[Records contained in a dataset]
****************

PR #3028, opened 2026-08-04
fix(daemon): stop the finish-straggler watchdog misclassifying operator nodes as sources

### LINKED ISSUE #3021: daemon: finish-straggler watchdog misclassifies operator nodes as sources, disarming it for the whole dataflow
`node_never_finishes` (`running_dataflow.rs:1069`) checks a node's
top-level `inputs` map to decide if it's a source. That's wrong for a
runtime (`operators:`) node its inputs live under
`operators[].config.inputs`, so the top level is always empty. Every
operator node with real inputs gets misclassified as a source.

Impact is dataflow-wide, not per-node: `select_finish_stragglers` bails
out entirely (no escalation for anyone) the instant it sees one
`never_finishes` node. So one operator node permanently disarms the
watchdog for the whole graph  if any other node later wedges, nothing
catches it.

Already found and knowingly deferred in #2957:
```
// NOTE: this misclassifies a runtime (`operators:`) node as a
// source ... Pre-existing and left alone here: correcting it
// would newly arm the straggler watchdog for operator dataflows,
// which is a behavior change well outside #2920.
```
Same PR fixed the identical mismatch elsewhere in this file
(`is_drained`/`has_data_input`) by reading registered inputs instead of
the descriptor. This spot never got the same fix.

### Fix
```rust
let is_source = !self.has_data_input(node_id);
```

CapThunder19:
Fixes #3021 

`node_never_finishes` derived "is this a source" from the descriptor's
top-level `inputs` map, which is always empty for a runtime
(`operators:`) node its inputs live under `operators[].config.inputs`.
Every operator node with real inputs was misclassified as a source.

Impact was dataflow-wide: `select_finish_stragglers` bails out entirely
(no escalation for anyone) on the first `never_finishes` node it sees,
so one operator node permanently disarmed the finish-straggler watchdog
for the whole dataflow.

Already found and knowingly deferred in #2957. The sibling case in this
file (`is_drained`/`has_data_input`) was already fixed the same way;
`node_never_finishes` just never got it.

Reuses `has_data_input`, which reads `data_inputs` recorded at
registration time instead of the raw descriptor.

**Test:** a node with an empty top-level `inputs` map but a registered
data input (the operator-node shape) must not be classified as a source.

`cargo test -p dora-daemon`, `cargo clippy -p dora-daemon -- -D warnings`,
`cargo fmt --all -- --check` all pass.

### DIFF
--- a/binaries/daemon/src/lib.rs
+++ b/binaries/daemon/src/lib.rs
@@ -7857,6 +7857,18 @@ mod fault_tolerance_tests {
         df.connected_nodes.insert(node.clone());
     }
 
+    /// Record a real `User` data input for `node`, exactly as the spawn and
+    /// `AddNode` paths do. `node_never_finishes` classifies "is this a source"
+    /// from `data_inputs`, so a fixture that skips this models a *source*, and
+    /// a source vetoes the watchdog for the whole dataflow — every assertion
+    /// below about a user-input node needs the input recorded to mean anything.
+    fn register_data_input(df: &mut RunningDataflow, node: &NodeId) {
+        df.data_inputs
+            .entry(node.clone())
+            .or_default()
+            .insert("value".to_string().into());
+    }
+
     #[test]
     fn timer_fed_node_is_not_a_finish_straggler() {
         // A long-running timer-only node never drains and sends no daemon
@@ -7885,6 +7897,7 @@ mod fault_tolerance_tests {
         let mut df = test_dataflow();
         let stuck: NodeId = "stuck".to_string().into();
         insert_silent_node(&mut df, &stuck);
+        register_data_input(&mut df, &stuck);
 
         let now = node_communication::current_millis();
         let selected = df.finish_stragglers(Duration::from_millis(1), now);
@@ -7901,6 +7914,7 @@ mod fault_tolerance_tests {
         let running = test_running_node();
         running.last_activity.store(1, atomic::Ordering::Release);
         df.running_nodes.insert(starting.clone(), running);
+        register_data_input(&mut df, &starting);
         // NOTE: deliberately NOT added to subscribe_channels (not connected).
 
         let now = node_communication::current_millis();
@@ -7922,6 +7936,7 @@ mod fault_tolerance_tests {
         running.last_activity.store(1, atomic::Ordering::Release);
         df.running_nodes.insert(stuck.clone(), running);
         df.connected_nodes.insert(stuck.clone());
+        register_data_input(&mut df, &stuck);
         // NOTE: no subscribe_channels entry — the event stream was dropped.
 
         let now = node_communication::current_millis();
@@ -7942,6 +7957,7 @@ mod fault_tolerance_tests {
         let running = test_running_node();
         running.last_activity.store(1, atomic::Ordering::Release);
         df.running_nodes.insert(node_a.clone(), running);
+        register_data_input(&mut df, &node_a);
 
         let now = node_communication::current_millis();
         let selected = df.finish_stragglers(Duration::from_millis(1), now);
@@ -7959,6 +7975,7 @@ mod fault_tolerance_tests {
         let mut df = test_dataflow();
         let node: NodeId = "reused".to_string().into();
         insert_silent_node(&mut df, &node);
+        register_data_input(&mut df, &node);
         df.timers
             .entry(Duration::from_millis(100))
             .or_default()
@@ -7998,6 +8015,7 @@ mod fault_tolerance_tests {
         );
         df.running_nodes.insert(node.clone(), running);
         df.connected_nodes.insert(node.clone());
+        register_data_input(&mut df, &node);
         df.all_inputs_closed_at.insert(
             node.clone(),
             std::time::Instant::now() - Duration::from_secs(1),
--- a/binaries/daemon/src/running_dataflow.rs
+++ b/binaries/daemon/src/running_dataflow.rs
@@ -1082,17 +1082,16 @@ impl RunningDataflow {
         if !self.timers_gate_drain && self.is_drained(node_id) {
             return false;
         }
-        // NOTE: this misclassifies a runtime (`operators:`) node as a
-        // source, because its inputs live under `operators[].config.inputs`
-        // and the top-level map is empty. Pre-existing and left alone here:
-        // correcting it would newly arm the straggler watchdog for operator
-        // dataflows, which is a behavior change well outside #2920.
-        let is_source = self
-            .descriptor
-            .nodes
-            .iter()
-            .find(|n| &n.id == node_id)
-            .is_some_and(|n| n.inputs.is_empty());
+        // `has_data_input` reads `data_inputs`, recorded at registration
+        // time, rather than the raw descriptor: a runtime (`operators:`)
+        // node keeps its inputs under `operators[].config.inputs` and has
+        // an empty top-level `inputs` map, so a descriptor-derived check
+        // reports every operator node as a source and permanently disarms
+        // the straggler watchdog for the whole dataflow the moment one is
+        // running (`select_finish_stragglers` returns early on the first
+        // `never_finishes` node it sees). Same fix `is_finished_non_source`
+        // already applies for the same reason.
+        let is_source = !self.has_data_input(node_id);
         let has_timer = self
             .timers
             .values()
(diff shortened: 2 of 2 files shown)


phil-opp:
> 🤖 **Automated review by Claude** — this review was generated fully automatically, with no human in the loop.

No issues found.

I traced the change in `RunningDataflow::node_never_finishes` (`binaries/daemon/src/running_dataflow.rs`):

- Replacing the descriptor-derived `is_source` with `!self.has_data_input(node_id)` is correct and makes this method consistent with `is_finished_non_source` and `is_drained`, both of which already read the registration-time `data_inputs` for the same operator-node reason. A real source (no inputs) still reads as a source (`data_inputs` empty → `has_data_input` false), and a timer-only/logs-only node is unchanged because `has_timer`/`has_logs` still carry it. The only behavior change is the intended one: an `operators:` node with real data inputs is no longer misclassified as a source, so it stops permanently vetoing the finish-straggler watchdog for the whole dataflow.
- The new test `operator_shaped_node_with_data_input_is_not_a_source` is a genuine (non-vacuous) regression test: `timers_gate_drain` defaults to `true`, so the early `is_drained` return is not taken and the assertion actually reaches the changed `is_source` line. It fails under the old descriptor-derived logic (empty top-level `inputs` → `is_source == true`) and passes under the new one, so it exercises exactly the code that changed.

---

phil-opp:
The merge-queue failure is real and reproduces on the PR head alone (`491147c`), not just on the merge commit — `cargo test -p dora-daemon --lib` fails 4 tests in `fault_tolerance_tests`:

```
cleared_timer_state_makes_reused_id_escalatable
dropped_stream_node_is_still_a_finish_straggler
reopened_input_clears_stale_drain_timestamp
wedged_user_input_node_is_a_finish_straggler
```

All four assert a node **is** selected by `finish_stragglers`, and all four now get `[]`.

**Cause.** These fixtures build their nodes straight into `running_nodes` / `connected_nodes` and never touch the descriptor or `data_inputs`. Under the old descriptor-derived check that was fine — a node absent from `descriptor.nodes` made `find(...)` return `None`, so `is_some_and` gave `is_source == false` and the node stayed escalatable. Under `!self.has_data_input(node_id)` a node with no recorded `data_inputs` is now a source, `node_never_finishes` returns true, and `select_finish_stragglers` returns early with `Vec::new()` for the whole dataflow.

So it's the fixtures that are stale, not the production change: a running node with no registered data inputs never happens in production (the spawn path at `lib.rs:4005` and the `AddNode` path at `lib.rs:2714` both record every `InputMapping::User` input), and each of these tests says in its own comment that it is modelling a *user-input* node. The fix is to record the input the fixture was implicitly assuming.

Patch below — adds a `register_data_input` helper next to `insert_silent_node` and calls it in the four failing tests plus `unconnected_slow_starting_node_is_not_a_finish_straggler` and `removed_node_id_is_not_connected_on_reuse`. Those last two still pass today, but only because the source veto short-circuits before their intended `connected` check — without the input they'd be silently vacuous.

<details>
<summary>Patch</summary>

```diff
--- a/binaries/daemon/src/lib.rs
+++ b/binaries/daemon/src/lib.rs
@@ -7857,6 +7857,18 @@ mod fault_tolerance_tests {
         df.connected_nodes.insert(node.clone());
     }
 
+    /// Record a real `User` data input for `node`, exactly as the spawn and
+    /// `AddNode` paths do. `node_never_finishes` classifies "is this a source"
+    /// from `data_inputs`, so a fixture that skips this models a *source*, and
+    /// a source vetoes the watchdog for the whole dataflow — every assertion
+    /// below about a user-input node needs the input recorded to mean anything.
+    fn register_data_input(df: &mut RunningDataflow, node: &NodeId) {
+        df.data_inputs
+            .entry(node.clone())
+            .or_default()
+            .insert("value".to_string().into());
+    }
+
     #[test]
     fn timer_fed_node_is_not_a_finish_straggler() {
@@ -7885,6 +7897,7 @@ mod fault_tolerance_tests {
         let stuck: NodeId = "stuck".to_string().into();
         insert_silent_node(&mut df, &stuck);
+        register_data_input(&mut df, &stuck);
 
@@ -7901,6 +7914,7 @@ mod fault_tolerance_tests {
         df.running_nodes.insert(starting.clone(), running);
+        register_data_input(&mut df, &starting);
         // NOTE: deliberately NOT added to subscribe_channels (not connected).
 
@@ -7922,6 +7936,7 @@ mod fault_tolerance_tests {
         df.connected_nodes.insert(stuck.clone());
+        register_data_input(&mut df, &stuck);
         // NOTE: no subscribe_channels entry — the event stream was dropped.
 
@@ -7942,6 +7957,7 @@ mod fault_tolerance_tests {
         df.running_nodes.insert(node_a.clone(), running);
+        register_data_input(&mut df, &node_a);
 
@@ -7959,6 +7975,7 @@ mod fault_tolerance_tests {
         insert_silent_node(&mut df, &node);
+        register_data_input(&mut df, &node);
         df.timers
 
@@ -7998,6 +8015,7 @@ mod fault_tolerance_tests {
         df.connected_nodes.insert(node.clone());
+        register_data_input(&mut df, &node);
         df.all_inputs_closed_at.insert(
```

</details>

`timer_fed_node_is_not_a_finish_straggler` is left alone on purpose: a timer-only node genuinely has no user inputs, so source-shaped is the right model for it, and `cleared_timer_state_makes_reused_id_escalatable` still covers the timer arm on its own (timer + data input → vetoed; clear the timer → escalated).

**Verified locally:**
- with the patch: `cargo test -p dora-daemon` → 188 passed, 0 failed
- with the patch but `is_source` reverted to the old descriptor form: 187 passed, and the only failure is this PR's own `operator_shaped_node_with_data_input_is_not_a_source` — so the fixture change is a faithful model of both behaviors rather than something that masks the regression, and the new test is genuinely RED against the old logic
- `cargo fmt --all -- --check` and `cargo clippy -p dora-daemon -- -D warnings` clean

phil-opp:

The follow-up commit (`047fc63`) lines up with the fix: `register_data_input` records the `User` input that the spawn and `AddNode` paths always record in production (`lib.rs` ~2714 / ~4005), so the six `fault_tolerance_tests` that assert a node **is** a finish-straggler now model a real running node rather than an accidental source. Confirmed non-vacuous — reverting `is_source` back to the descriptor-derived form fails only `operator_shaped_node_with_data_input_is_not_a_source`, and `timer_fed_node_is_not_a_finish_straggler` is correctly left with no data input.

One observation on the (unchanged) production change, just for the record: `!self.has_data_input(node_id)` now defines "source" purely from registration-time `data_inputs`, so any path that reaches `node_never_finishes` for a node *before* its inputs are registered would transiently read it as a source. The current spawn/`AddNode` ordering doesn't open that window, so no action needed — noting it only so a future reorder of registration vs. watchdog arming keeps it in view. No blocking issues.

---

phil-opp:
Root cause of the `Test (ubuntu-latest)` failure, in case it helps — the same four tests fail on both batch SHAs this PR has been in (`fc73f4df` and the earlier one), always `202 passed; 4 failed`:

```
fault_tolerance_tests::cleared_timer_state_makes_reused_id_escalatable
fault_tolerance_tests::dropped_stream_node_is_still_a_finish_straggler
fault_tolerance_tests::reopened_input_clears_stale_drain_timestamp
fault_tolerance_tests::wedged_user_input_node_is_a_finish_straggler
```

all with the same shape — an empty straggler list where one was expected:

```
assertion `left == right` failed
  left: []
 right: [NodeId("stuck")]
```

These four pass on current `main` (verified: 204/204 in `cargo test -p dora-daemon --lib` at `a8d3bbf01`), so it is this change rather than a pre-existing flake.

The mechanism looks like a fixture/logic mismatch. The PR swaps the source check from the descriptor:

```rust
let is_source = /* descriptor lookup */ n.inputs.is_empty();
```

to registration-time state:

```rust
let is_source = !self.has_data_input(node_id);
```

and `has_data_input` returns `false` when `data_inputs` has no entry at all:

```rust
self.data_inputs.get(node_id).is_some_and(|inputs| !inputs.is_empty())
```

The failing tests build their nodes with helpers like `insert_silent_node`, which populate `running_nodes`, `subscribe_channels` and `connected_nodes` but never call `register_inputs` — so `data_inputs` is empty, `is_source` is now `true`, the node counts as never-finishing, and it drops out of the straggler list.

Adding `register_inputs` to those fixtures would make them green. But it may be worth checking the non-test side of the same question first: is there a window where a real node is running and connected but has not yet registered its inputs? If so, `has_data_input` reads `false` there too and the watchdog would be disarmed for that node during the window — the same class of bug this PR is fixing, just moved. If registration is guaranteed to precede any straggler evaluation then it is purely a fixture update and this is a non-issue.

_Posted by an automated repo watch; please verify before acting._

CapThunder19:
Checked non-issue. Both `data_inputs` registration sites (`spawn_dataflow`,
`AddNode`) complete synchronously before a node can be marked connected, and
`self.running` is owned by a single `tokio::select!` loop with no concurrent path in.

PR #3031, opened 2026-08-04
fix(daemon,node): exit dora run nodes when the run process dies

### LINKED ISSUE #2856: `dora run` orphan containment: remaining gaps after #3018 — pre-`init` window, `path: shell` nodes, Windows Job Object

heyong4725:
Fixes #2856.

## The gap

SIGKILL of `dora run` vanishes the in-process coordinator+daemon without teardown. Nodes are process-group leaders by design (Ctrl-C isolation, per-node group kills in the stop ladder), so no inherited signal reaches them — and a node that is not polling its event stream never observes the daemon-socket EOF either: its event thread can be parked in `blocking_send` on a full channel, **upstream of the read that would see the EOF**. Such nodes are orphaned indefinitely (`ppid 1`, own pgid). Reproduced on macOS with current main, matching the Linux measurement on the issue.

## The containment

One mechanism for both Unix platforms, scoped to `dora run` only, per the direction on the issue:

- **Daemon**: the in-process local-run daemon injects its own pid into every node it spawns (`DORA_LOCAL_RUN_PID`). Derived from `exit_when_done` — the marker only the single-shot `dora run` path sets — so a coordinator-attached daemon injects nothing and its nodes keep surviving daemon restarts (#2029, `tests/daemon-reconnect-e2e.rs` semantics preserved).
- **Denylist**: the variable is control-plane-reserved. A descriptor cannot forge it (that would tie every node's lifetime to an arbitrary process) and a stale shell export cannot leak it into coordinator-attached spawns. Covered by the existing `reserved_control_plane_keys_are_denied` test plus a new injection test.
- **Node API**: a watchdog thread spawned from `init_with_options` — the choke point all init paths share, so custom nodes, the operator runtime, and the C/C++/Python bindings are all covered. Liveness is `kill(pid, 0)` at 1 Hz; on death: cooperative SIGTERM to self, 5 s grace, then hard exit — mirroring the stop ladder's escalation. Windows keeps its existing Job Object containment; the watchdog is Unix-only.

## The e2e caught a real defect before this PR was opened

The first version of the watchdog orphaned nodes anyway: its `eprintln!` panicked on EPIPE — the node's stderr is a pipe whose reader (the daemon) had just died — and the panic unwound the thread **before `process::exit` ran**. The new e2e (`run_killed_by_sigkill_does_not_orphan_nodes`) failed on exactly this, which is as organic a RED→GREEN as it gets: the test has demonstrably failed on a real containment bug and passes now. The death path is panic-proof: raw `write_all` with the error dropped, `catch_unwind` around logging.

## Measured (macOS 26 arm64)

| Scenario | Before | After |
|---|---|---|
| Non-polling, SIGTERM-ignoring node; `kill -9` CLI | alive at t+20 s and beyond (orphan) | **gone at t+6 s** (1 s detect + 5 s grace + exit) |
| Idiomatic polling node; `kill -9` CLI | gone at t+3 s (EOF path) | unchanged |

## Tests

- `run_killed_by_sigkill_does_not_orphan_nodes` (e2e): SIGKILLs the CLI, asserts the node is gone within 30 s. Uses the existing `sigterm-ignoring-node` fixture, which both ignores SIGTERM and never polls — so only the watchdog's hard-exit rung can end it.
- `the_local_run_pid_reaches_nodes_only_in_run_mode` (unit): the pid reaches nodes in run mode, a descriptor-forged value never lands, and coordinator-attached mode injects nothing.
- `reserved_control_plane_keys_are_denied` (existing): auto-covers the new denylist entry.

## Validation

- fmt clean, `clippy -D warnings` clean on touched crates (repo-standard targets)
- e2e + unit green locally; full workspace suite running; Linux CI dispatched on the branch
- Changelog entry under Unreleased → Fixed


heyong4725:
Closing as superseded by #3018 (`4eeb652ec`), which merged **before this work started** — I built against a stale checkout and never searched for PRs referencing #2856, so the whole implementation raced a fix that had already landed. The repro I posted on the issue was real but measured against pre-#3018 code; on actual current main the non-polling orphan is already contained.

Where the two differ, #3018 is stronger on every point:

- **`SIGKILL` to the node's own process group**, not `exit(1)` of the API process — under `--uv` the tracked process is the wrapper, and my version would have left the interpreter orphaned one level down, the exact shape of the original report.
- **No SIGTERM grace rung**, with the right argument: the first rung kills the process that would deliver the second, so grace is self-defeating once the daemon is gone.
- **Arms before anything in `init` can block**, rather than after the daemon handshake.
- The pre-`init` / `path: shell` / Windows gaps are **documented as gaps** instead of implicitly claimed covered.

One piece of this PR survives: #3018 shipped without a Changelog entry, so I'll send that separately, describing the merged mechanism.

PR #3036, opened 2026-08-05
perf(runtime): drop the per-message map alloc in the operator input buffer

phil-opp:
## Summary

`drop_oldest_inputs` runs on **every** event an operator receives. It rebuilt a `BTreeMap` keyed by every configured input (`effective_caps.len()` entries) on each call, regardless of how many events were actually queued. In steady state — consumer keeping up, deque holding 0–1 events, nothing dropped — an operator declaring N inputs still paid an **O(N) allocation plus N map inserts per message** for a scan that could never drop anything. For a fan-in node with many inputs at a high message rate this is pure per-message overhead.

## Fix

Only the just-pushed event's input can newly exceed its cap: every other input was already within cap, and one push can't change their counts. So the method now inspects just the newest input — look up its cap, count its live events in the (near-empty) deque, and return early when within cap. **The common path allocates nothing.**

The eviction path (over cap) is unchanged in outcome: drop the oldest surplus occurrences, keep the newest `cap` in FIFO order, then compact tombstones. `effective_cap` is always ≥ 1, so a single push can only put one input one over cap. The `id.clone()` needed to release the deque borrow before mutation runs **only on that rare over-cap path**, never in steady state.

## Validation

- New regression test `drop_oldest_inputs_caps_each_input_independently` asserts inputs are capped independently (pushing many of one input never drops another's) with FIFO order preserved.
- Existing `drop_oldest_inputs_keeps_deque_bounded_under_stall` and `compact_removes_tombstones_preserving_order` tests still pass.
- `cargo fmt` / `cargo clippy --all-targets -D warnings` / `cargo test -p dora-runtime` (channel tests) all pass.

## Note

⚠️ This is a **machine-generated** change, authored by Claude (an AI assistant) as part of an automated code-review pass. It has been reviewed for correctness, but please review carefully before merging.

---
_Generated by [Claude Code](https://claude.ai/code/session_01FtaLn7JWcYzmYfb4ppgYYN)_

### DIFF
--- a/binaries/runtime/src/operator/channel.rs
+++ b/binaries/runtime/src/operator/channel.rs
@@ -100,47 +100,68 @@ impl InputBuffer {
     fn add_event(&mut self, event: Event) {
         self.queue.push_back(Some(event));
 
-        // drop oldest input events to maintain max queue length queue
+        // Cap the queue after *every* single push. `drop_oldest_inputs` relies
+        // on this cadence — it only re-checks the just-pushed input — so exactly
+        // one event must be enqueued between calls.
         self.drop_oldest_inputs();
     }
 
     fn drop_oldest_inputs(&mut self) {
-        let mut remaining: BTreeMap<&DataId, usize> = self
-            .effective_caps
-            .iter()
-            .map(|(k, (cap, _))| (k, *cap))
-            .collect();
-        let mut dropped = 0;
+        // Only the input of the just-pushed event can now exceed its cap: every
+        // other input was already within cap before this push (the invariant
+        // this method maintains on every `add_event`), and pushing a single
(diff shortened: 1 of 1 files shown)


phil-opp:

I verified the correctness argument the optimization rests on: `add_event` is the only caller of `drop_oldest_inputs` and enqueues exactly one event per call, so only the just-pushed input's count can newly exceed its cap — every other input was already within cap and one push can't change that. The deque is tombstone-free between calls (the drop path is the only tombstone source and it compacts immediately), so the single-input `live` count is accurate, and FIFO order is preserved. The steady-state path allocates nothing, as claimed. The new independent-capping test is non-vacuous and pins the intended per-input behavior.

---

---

****************

- **Problem to solve**:
From the entries, copy every line in which the word "instead" occurs.

- **Task answer**:
(`is_drained`/`has_data_input`) by reading registered inputs instead of
registration time instead of the raw descriptor.
- The pre-`init` / `path: shell` / Windows gaps are **documented as gaps** instead of implicitly claimed covered.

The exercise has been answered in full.